Detecting gpu capabilities.

Hi,

I know that I can get a lot of information about what my GPU can do (for eg. max texture size) but I cannot find information about shader units in specification.

How to obtain information “is such shader unit present in gpu”?
By that I mean: is geometry shader unit present (and in future, are hull, domain shader units present)?

I assume that from OGL 3.0 all gpu’s that support it need’s to have vertex and fragment units.

Thanks for help :slight_smile:

u can do it with get extension list or getting OpenGL version for example OGL 3.2 supports geomtry shaders.

Geometry shaders:
http://www.opengl.org/wiki/Geometry_Shaders

getting shader model:
http://www.opengl.org/wiki/Detecting_the_Shader_Model

getting current binded shader:


GLuint cur_prog
glGetIntegerv(GL_CURRENT_PROGRAM,&cur_prog);

getting OGL version:


float ver;
char* ver_str = (char*)glGetString(GL_VERSION);
sscanf(vers_str, "%f ",&ver);

or u can use GL_MAJOR_VERSION and GL_MINJOR_VERSION with glGet ( i think only OGL 3.x support it)

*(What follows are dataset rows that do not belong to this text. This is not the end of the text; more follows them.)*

PR #951, opened 2026-09-05
fix: fail closed on blank trailing reminders and scope the gate to the feature

justprosh:
## Summary

Follow-up to #949, which incorporated #947. Three small things from the later revisions of that branch that #949 does not carry:

- **whitespace-only trailing reminders fail closed** — they passed the gate and would reach the API as blank text blocks, which it rejects with 400 on the resumed turn
- **comments state the actual gate** — the trailing-system shape comes from Claude Code's `mid-conversation-system` feature (beta `mid-conversation-system-2026-04-07`), not from a client version. Verified live on the real Agent SDK: claude-cli 2.1.261 with the feature on emits the same `assistant[thinking,tool_use] -> user[tool_result] -> system[text]` delta as 2.1.259 and resumes through this path; with the feature off both fold the reminder into the `tool_result`. The "newer clients (2.1.261) fold the reminder … and need no opt-in" sentence was an artifact of a probe run with the feature off
- **tests pin the remaining fail-closed edges** — a system message between two result turns, blank and non-string reminder content, an extra unknown tool_use id in the echo, two trailing reminders through HTTP (`resume` undefined, telemetry `isResume=false`), thinking/text blocks in the echo tolerated, two text blocks delivered in order

No behaviour change other than rejecting blank reminders. The option keeps its name.

## Validation

- focused unit + HTTP suites: `123 pass, 0 fail`; full `npm test`: 0 failures
- `npm run typecheck`, `git diff --check`
- live evidence for the feature-gate claim is in the description of #947 (real Agent SDK 0.2.119 and 0.3.261, clients 2.1.259 and 2.1.261, clean main vs fix)

### DIFF
--- a/src/__tests__/passthrough-early-stop-integration.test.ts
+++ b/src/__tests__/passthrough-early-stop-integration.test.ts
@@ -1286,6 +1286,92 @@ describe("Integration: passthrough early stop", () => {
     })
   }
 
+  // Fail-closed twin: a second trailing system breaks the one-reminder
+  // contract, so the continuation must fall back to a fresh replay.
+  it("stream: two trailing system reminders fail closed to a fresh replay", async () => {
+    const sessionId = `cc-delta-fc-${TEST_RUN_ID}`
+    const headers = { "x-meridian-agent": "claude-code", "x-opencode-session": sessionId }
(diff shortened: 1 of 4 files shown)


justprosh:
Already landed in #950 (82164d2) with the same tests and wording — closing as superseded. Thanks for folding it in.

Ok but this is not the answer I am looking for. This all are workarounds, and I’m interested in direct testing of presence of some programmable stages in gpu pipeline.

Are there some states that describes it like for e.g.:
glGetIntegerv(GL_MAX_TEXTURE_SIZE,(GLint*)&support.maxTextureSize);
Or do I really need to check it by extensions presence ;/ ?

see this:
http://www.opengl.org/documentation/specs/man_pages/hardcopy/GL/html/gl/get.html

GL_MAX_TEXTURE_SIZE exists from beginning, but what about GL_MAX_TEXTURE_UNIT?

This token comes from extension: GL_EXT_multitexture

So before you even ask for GL_MAX_TEXTURE_UNIT with glGetInteger, you need to check if that extension is present. Otherwise the river may not understand the question and pop an error.

Of course you can interpret an error as “unsupported”, but wait! Isn’t THAT a workaround? :slight_smile:

So let me put this straight: asking for extensions is not a workaround.
You may write some helper function like:
bool IsExtensionSupportec(const char * name);

Or you may use libraries like GLEW or GLEE. GLEW provides such functions.